Присутствовала еще пара залетных женщин из Риги, и, хотя они были моложе, очевидно, тоже разделяли нашу философию растрат.
Ну а если совсем так честно, выглядели мы, конечно, бедновато, старовато и местами неопрятно.
Но и Хамелеонов, сам Хамелеонов был как будто эссенцией нашего образа: откормленный и круглый, как прозрачный надувной шар зорб[14], в котором крутятся люди по склонам, чтобы добыть немного ребяческого адреналина. Он тоже потел, как и мы, к тому же надел абсолютно неподходящий к низу верх: аляповатая майка в стиле пэчворк[15] только изредка прикрывала волосатое пузо, и он неустанно ее одергивал маленькой ручкой, которая совсем не подходила к телу, как будто руку пупса по ошибке пришили к туловищу Карабаса-Барабаса, – но только первые пятнадцать минут.

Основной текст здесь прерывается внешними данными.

PR #40, opened 2022-12-17
feat: aspect ratio limiting container

wash2:
This adds a container that limits its contents to the specified aspect ratio.


mmstick (approved):

mmstick:
This one might be a good idea to RFC to Iced.

PR #49, opened 2022-12-22
More efficently resize at break point

13r0ck:


jackpot51 (commented):
It would be best to only send a message when the window condensed state changes, otherwise, I think this recalculates the view on every change in size as before.

13r0ck:
Because Iced subscriptions require a `fn` not a closure, we can't pass the app state into `events_with`. What we could do is modify the [window resize event](https://github.com/iced-rs/iced/blob/d2d18479acd987b4a4f6a125c0dda7b2a6661df4/winit/src/application.rs#L209) to include the previous window size, then the `fn` could check if the change between new and old crosses the break point

13r0ck:
Well that's just cool. It works how you want it too now, and I'm smarter too!

examples/cosmic/src/window.rs
```diff
@@ -258,6 +266,22 @@ impl Application for Window {
...
+          if old_width == 0
+            || old_width < BREAK_POINT && width > BREAK_POINT
+              || old_width > BREAK_POINT && width < BREAK_POINT {
+            Some(width)
+          } else {
+            None
+          }
+        }
+        _ => None
+      }).map(Message::WindowWidthChanged)
```
jackpot51, line 282: Since this message is only set when going past the break point, I'd recommend just sending a message that only has a bool for condensed or not, instead of sending the width.

13r0ck: Good point. I did one small change, I set the static atomic u32 in the subscription, so that I don't actually have to send any data, and just sent a unit type.

jackpot51 (approved):

examples/cosmic/src/window.rs
jackpot51: Perfect!

PR #50, opened 2022-12-23
Fix builds for cosmic-applets

wash2:
This fixes the builds for cosmic-applets according to my testing https://github.com/pop-os/cosmic-applets/commit/da00e9f7c12cd97b8b45908e9f100a4fe95d597b


mmstick (approved):

ids1024:
Ah, did this end up pulling in two different versions of `cosmic-panel-config` somewhere? `cargo vendor` doesn't seem to like that for git dependencies.

PR #30, opened 2021-10-15
Set a unique ID value in generated metadata

barryhagan:
# Description

When generating SAML metadata, the ID created in the `EntityDescriptor` element is generated based on the issuer value.  The intent of the ID value is to be unique for a document so if you were to change properties of your SP, the different metadata versions should not have the same ID.   While it is unlikely that this ID is being used as a cache control mechanism, it should change if the metadata changes.  Most common implementations generate a new ID each time metadata is generated, and this change does the same.

SAML core spec **1.3.4 ID and ID Reference Values**:
> Any party that assigns an identifier MUST ensure that there is negligible probability that that party or
any other party will accidentally assign the same identifier to a different data object

# Checklist:

- Issue Addressed: [x]
- Link to SAML spec: [x]
- Tests included? [x]
- Documentation updated? [n/a]

### DIFF
--- a/src/saml.ts
+++ b/src/saml.ts
@@ -1365,7 +1365,7 @@ class SAML {
         "@xmlns": "urn:oasis:names:tc:SAML:2.0:metadata",
         "@xmlns:ds": "http://www.w3.org/2000/09/xmldsig#",
         "@entityID": this.options.issuer,
-        "@ID": this.options.issuer.replace(/\W/g, "_"),
+        "@ID": this.options.generateUniqueId(),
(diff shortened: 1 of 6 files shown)


cjbarth (approved):

barryhagan:
@cjbarth thank you.  Can I get another beta build published to npm so I can pick this up?

cjbarth:
@zoellner, @barryhagan is asking for another beta release. We are getting close to a final 4.0 release; we just have some outstanding PRs awaiting review.

PR #33, opened 2021-12-01
[Split saml.ts #2] Move requestToUrl out of saml.ts

forty:
Split of this PR https://github.com/node-saml/node-saml/pull/19 -second commit

### DIFF
--- a/src/saml.ts
+++ b/src/saml.ts
@@ -6,7 +6,6 @@ import { URL } from "url";
 import * as querystring from "querystring";
 import * as util from "util";
 import { InMemoryCacheProvider } from "./inmemory-cache-provider";
-import * as algorithms from "./algorithms";
 import { signAuthnRequestPost } from "./saml-post-signing";
 import { ParsedQs } from "qs";
 import {
@@ -38,9 +37,9 @@ import {
   validateXmlSignatureForCert,
   xpath,
 } from "./xml";
-import { certToPEM, generateUniqueId, keyToPEM, removeCertPEMHeaderAndFooter } from "./crypto";
+import { certToPEM, generateUniqueId, removeCertPEMHeaderAndFooter } from "./crypto";
 import { dateStringToTimestamp, generateInstant } from "./datetime";
-import { getAdditionalParams } from "./saml/common";
+import { getAdditionalParams, requestToUrlAsync } from "./saml/common";
 
 const inflateRawAsync = util.promisify(zlib.inflateRaw);
 const deflateRawAsync = util.promisify(zlib.deflateRaw);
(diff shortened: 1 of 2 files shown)


cjbarth:
Please resolve conflicts.

src/saml.ts
```diff
@@ -463,54 +440,38 @@ class SAML {
...
-      if (!this.options.entryPoint) {
-        throw new Error('"entryPoint" config parameter is required for signed messages');
-      }
-
-      // sets .SigAlg and .Signature
-      this.signRequest(samlMessage);
-    }
-    Object.keys(samlMessage).forEach((k) => {
-      target.searchParams.set(k, samlMessage[k] as string);
+    return await requestToUrlAsync({
```
cjbarth, line 466: Based on our previous discussion, I was expecting this to be the only call in this function. I expected to see the rest of these checks in the `requestToUrlAsync` function instead of in this `_requestToUrlAsync` function.

cjbarth (changes requested):
Much easier to review. Thank you. I think the comments that I've made are things that we've already discussed.

src/saml.ts
forty: Yes absolutely, that was my understanding too, I have just not did that change yet :+1:

src/saml/common.ts
```diff
@@ -21,3 +28,72 @@ export const getAdditionalParams = (params: {
     overrideParams ?? {}
   );
 };
+
+const signRequest = (
+  samlMessage: ParsedUrlQuery,
+  privateKey: string | Buffer,
+  signatureAlgorithm: string
+): void => {
+  const samlMessageToSign: ParsedUrlQuery = {};
```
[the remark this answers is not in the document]
forty: @cjbarth No this function can never be called with a null private key 

Existing code 
```
   if (isValidSamlSigningOptions(this.options)) {
     // (...)
      this.signRequest(samlMessage);
    }
     // (...)
  }
```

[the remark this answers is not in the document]
cjbarth: It seems that this block (https://github.com/node-saml/node-saml/pull/33/files#diff-f4250f7596524ccbb6e049bd857c45700ad6d5d9124479fa15c355b297f33e80L502-L504) was removed and not added back anywhere else. Same for this (https://github.com/node-saml/node-saml/pull/33/files#diff-f4250f7596524ccbb6e049bd857c45700ad6d5d9124479fa15c355b297f33e80L206) block.

src/saml.ts
cjbarth: No worries. I'm just trying to keep up with you :)

cjbarth:
@forty Unless I'm mistaken, the ball is in your court with this one.

cjbarth:
See #147.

Потом он как-то расслабился и простодушно почесывал смирившийся с обнаженкой жир, избавившийся от ненужного прикрытия в виде майки, которая не могла справиться с поставленной задачей по определению возможностей, отведенных ей на китайской фабрике.
Мне кажется, у дам это даже не вызывало брезгливости, но восторг аутентичности. Чистый жанр без примеси «казаться, но не быть».

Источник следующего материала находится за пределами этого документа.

PR #35, opened 2021-12-01
[Split saml.ts #4] Move some logout function out of saml.ts

forty:
Split of this PR https://github.com/node-saml/node-saml/pull/19 -fourth commit


cjbarth:
See #147.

Настал черед задавать вопросы. Мы с другом подтянулись, взбудоражились: вопросов у нас было, и немало, но честь обратиться к лектору первой выпала женщине с предпоследнего ряда. У нее пару раз сорвался голос от волнения, но сам вопрос был достаточно остроумным, и мы в ожидании уставились на светило, думая, что же оно скажет.

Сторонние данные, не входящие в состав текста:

PR #36, opened 2022-01-03
Added X509 certificate to KeyInfo X509Data, if passed through options

ganesha289:
# Description
As per issue - [https://github.com/node-saml/passport-saml/issues/585](url) - X509Certificate is not getting added to KeyInfo of AuthnRequest.
Added fix for this issue. If signingCert (service provider's certificate) parameter is passed in options, then X509Certificate will be added to AuthnRequest.

# Checklist:

- Issue Addressed: [https://github.com/node-saml/passport-saml/issues/585 ]
- Link to SAML spec: [ ]
- Tests included? [ No]
- Documentation updated? [No]


cjbarth (changes requested):
This looks reasonable, but it needs a README update and a test.

ganesha289:
> This looks reasonable, but it needs a README update and a test.

Updated PR with the changes.. Can you please review again..

ganesha289:
@cjbarth, Updated the PR, please review

ganesha289:
> I won't be able to get to it until later this week at the earliest.

@cjbarth, Can you please help with this PR..

cjbarth:
I have been without my computer for more than a month and only just got it back... long story, but it has put me out of the loop, and I need to catch back up. Lots of `node-saml` stuff is on my to-do list.

markstos:
> I have been without my computer for more than a month and only just got it back... long story, but it has put me out of the loop, and I need to catch back up. Lots of node-saml stuff is on my to-do list.

Yikes! Welcome back.

cjbarth:
@ganesha289 please fix the build before I review.

ganesha289:
> @ganesha289 please fix the build before I review.

@cjbarth ,

I am getting same build errors for master code too.

Initially it fails for "prettier-check" script,
image

When I run "prettier-format" script, that issue get resolved, but with so many file modifications,
image

After fixing "prettier-check" issue, 9 unit tests failing,
image
image

One more issue I see is Code scanning result -> CodeQL, but that is failing for existing function crypto.ts -> removeCertPEMHeaderAndFooter 

Can you please help..

ganesha289:
> > @ganesha289 please fix the build before I review.
> 
> @cjbarth ,
> 
> I am getting same build errors for master code too.
> 
> Initially it fails for "prettier-check" script, image
> 
> When I run "prettier-format" script, that issue get resolved, but with so many file modifications, image
> 
> After fixing "prettier-check" issue, 9 unit tests failing, image image
> 
> One more issue I see is Code scanning result -> CodeQL, but that is failing for existing function crypto.ts -> removeCertPEMHeaderAndFooter
> 
> Can you please help..

@cjbarth, I'm facing same issue with master code.. Can you please help..

ganesha289:
> @ganesha289 Please see the PR I made against your branch, this will fix the formatting issues and provide tests for this code change. https://github.com/ganesha289/node-saml/pull/1/files
> 
> I'm guessing you didn't have prettier using the correct config file and that caused line ending changes in test files.

@barryhagan , Thank you very much for fixing the formatting issues and adding test cases. I have approved the PR.. Merging is enabled now.. Should I proceed with merging the PR..?

barryhagan:
> @barryhagan , Thank you very much for fixing the formatting issues and adding test cases. I have approved the PR.. Merging is enabled now.. Should I proceed with merging the PR..?

Yes, that should get your PR ready for review.

ganesha289:
> > @barryhagan , Thank you very much for fixing the formatting issues and adding test cases. I have approved the PR.. Merging is enabled now.. Should I proceed with merging the PR..?
> 
> Yes, that should get your PR ready for review.

@barryhagan , @cjbarth , Thank you for the help in issue resolution. I have merged PR - https://github.com/ganesha289/node-saml/pull/1 - in to this one.. Please review..

ganesha289:
@cjbarth / @barryhagan, Can you please help with the review..?

barryhagan:
> @cjbarth / @barryhagan, Can you please help with the review..?

sorry @ganesha289, wish I could help, but I'm not a maintainer of this project.

ganesha289:
@cjbarth, It would be great help if you review the PR..

src/xml.ts
```diff
@@ -129,6 +130,17 @@ export const signXml = (
   if (options.signatureAlgorithm != null) {
     sig.signatureAlgorithm = algorithms.getSigningAlgorithm(options.signatureAlgorithm);
   }
+  if (options.signingCert != null) {
```
cjbarth, line 133: I don't see how in this code cert rotation is supported.

test/saml-post-signing-tests.spec.ts
```diff
@@ -301,4 +301,75 @@ describe("SAML POST Signing", function () {
...
     });
   });
+
+  it("should sign an AuthnRequest and include Signature KeyInfo", async function () {
+    const xml =
+      '<AuthnRequest xmlns="urn:oasis:names:tc:SAML:2.0:protocol"><saml2:Issuer xmlns:saml2="urn:oasis:names:tc:SAML:2.0:assertion">http://example.com</saml2:Issuer></AuthnRequest>';
+    const signingCert = fs.readFileSync(__dirname + "/static/cert.pem").toString();
+    const result = signAuthnRequestPost(xml, { privateKey: signingKey, signingCert });
+    const doc = await parseXml2JsFromString(result);
+    doc.should.be.deepEqual({
```
cjbarth, line 311: We have moved away from `should` to `chai`.

test/saml-post-signing-tests.spec.ts
```diff
@@ -301,4 +301,75 @@ describe("SAML POST Signing", function () {
...
+                    DigestValue: [{ _: "wHDDyV7rEQ/AQLYeLgsEUXX+Zxw=" }],
+                  },
+                ],
+              },
+            ],
+            KeyInfo: [
+              {
+                X509Data: [
+                  {
+                    X509Certificate: [
```
cjbarth, line 356: Instead of checking for deep equal, why not just check for the keys you want to be present? Otherwise, this tests ends up testing for more than it is designed to and may fail if other code adds more features or fixes unrelated bugs at another time.

src/types.ts
```diff
@@ -2,6 +2,7 @@ export type SignatureAlgorithm = "sha1" | "sha256" | "sha512";
 
 export interface SamlSigningOptions {
   privateKey: string | Buffer;
+  signingCert?: string | string[] | null;
```
cjbarth, line 5: We don't use this pattern very much anymore. It makes the code cleaner if we don't have to correct the type and do type narrowing. We'd rather the user just pass the correct type. If array is supported, just make this `string[] | null`. However, it doesn't seem, from the code below, that an array actually brings any value.

cjbarth (changes requested):
Please be sure to pay attention to the linting errors when running `npm test`. We'd like to keep that number on a downward trend.

cjbarth:
@ganesha289 Sorry for the delay. I'll have more time over the next week or so to help you get this landed.

README.md
```diff
@@ -43,6 +43,7 @@ const saml = new SAML(options);
 - `audience`: expected saml response Audience (if not provided, Audience won't be verified)
 - `cert`: the IDP's public signing certificate used to validate the signatures of the incoming SAML Responses, see [Security and signatures](#security-and-signatures)
 - `privateKey`: see [Security and signatures](#security-and-signatures).
+- `signingCert`: the service provider's public signing certificate used to embed in AuthnRequest in order for the IDP to validate the signatures of the incoming SAML Request, see [Security and signatures](#security-and-signatures)
```
cjbarth, line 46: Would this be the same signing cert as used in `generateServiceProviderMetadata`? It appears that way, in which case, would it seem reasonable to modify `generateServiceProviderMetadata()` to take this value if the `signingCert` argument isn't provided?

ganesha289: Yes, this is same certificate used in generateServiceProviderMetadata(). So, I given same parameter name for this.

src/types.ts
ganesha289: Actually, this is the same certificate used in "generateServiceProviderMetadata()", so I followed same convention used in service provider metadata.
image

src/xml.ts
ganesha289: Actually in my change, we don't need array or certificate rotation, as we need to add latest certificate in AuthNRequest, but same certificate used in generate service provider metadata function, so I'm also following the same.. Should we reaname this parameter with different name? But that will be duplication then..

src/xml.ts
```diff
@@ -121,6 +122,17 @@ export const signXml = (
...
+    const certArray = Array.isArray(options.signingCert)
+      ? options.signingCert
+      : [options.signingCert];
+    const cert = removeCertPEMHeaderAndFooter(certArray[0]);
```
ganesha289, line 129: I'm using existing function here - "removeCertPEMHeaderAndFooter" - but this failing my UT for polynomial regular expression.. as shown below.. Any suggestions on this..?
image

src/types.ts
cjbarth: I thought that this might be the same. You'll note that in this function, the array actually brings value, in the function you've added, the array does nothing. I think some consideration might need to be given to how to unite these two concepts.

src/xml.ts
cjbarth: Interesting find. The problem is with these lines:

```TypeScript
export const removeCertPEMHeaderAndFooter = (certificate: string): string => {
  certificate = certificate.replace(/-+BEGIN CERTIFICATE-+\r?\n?/, "");
  certificate = certificate.replace(/-+END CERTIFICATE-+\r?\n?/, "");
  certificate = certificate.replace(/\r\n/g, "\n");
  return certificate;
};
```

Specifically the `-+` part. There is a suggestion on how to fix that [here](https://codeql.github.com/codeql-query-help/javascript/js-polynomial-redos/). Feel free to open a PR to address this. Something as simple as this can even land before this, and very quickly at that.

cjbarth: This has been resolved by https://github.com/node-saml/node-saml/pull/79. Please merge `master` in to your branch and have a look at code coverage.

cjbarth: I just did the merge for you. Have a look.

README.md
cjbarth: I've merged `master` into your branch because it has some changes to `generateServiceProviderMetadata` and I wanted to make sure that your code fit with them.

cjbarth (commented):
This approach looks very reasonable, however, I note from some [research](https://lists.w3.org/Archives/Public/public-xmlsec-maintwg/2007Jun/att-0068/DNAMES_Section4.4.4.htm) that `<X509Certificate>` seems to support multiple certificates, which would match our other usage of `signingCert`. If that is true, it seems reasonable to try to support that, which, admittedly, might require some work on a dependent library. Thoughts?

cjbarth:
@ganesha289 Do you have bandwidth over the next week or two so we can work together to get this PR landed so that it makes it in to 4.0?

ganesha289:
> @ganesha289 Do you have bandwidth over the next week or two so we can work together to get this PR landed so that it makes it in to 4.0?

@cjbarth, Yes, I'm available in this week.. Should I work on adding changes for this issue - https://github.com/yaronn/xml-crypto/issues/243?

cjbarth:
@ganesha289 , please do. It seems that @LoneRifle is quite active on GitHub, so if we get a PR up with some tests, he might be able to land it and push out a minor release (along with that [other PR](https://github.com/yaronn/xml-crypto/pull/242) which looks pretty useful). I'll help to review the code you make a PR for over at `xml-crypto` to help move things along as best I can.

LoneRifle:
> @ganesha289 , please do. It seems that @LoneRifle is quite active on GitHub, so if we get a PR up with some tests, he might be able to land it and push out a minor release (along with that [other PR](https://github.com/yaronn/xml-crypto/pull/242) which looks pretty useful).

Thanks for flagging this. In the excitement I pushed out 2.1.4 too early, which means that changes from @ganesha289 will be pushed out in a proposed 2.1.5 release. @cjbarth - I think that @yaronn might be active enough to grant you control of xml-crypto and the corresponding npm publish rights, so that you are not blocked on me.

cjbarth:
@ganesha289 , based on https://github.com/yaronn/xml-crypto/issues/232, would migrating to https://github.com/auth0/node-xml-encryption be a solution to this PR?

ghsyeung:
Hi @cjbarth, I just followed through the threads of issues and have a few questions and observations. First, thanks for @ganesha289 and your work.

Some observations 
- it doesn't seem like https://github.com/auth0/node-xml-encryption handles multiple certificates
  - https://github.com/auth0/node-xml-encryption/blob/e8df80cce4b0f1442fb14f526dc94b7a5bd0fe34/lib/xmlenc.js#L25 seems to take a similar approach (of stripping header and footer) for a single certificate
- potential merge/migration in https://github.com/yaronn/xml-crypto/issues/232 
  - I understand the premise to merge both libraries, but I see that would incur quite a bit of refactoring effort
  - also I am not certain how that would impact the current PR (would you mind to elaborate?)

Questions
- I understand from the specification/schema (the one you linked above) that `<X509Certificate>` supports multiple certificates and the intention is to support cert rotation.
  - However, if we already know the exact private key used to sign the auth request, is there any reason to attach multiple certificates along? 
  - From my understanding, `<X509Certificate>` supports multiple certificates doesn't mean you need to send all certs at once. Since we already know the exact key used, we should avoid sending extra certs because that would increase the payload size.

I am new to this context (working on a PoC to integrate `passport-saml` with a few different idps) so please feel free to point out my misunderstandings. I think this PR would be quite useful and would love to see it merged soon.

cjbarth:
@ghsyeung , I believe the value of sending multiple certs would be so that the IdP would know both certs so it will work before and after the rotation. However, I have no need of this feature, so I don't want to be insistent.

I'm not a stake-holder on this, so I don't want slow things down, however, it does seem reasonable to add this support via https://github.com/yaronn/xml-crypto/pull/249. Basically, the direction there is that we shouldn't be expanding `FileKeyInfo`, we should be using something different like `StringKeyInfo`. If a PR showed up at that project adding that support to fill this need, along with tests, I'll gladly approve it and update this project to make use of it.

If the PR is rejected, then I'll gladly take a PR against this project per `xml-crypto`'s README which showed how to roll-your-own `KeyInfoProvider` class.

You'll not at the discussion in https://github.com/yaronn/xml-crypto/pull/249 that there is no suite of tests for the `FileKeyInfo`. Since I don't know exactly what is needed, I'd be happy just to see tests that enforce the current behavior and we can take it from there if it doesn't work. Even better would be documentation that shows what the resultant XML should look like so we can have tests that match that.

cjbarth:
@ganesha289 I'm really close to a 4.0 release, this is the last outstanding PR. Do you think you'll have time to address this in the near future so as to not hold up a 4.0 release longer than necessary?

src/xml.ts
```diff
@@ -123,6 +124,15 @@ export const signXml = (
   if (options.signatureAlgorithm != null) {
     sig.signatureAlgorithm = algorithms.getSigningAlgorithm(options.signatureAlgorithm);
   }
+  if (options.signingCert != null) {
+    const cert = removeCertPEMHeaderAndFooter(options.signingCert);
+    /* istanbul ignore next */
+    sig.keyInfoProvider = {
```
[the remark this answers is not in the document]
cjbarth: Now that `xml-crypto` is part of `node-saml` and based on the discussion at https://github.com/node-saml/xml-crypto/issues/243, is there some other approach we might take here to keep such custom code out of here and in `xml-crypto`?

cjbarth:
@ganesha289 I'm preparing a v5 release. Would you like to work with me to get this landed for that release?

ganesha289:
> @ganesha289 I'm preparing a v5 release. Would you like to work with me to get this landed for that release?

Sure @cjbarth

cjbarth:
@ganesha289 , did you want to start by fixing the merge conflicts and then have a look at the https://github.com/node-saml/xml-crypto project and see if we can't use some of the new features there to add this feature there and use it here. Now that we have both projects in the same organization, we can put the code where it belongs very easily.

cjbarth:
@ganesha289 , can you give this another look over to see if, after the merge, things look good for you?

cjbarth (approved):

То, что было дальше, нельзя назвать никаким другим словом, кроме как мерзость. Он брезгливо осмотрел ее – от поношенных туфель до макушки, – тяжело вздохнул и ответил такую несусветную грубость, что у нас с товарищем чуть глаза не выкатились из орбит. Это было настолько инородно в этой комнате умных и воспитанных людей, что мы все как бы застыли одной массой, как будто в надежде, что вот Хамелеонов сейчас улыбнется и поправится, и все это рассеется как чад, и мы не будем вынуждены думать о нем плохо. А думать плохо о том, о ком ты до этого довольно долго думал хорошо, это же тоже своеобразное испытание, своеобразное упражнение души, которое нам совсем не хотелось выполнять тем спертым, но все равно прекрасным летним днем, там, где за окном песчаные дюны, и сосны, и можно ловить бабочек. Но морок не спадал, и его пресвятейшество скривило усатые губы и окинуло уже нас всех презрительным взглядом:
– Кто еще хочет меня о чем-нибудь спросить?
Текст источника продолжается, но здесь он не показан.